-- GOAL OF THE EXERCISE --
Scan the records for the word "const". Copy each line that includes it.

[Collected data]
== Segment start ==
Issue #25, opened 2019-03-20
Implement the 2-panes view


adimascio:
The left-pane will host a graphic rendering of the pipeline. The right-pane (720px min ?) will host the dataset viewer.

PR #93, opened 2019-04-16
Feature :: Resizable Panels Component

Dalanir:
That PR consists in creating a component that has two resizable panels with a story and some basic unit tests.

Linked Issue: #25

### DIFF
--- a/src/components/ResizablePanels.vue
+++ b/src/components/ResizablePanels.vue
@@ -42,7 +42,7 @@ export default class ResizablePanels extends Vue {
     const containerSize = this.$el.getBoundingClientRect();
     const containerSizeOnAxis = containerSize.width;
 
-    const mousemoveListener = (e: any) => {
== Segment end ==
-- OUTPUT OF THE EXERCISE --
     const containerSize = this.$el.getBoundingClientRect();
     const containerSizeOnAxis = containerSize.width;
-    const mousemoveListener = (e: any) => {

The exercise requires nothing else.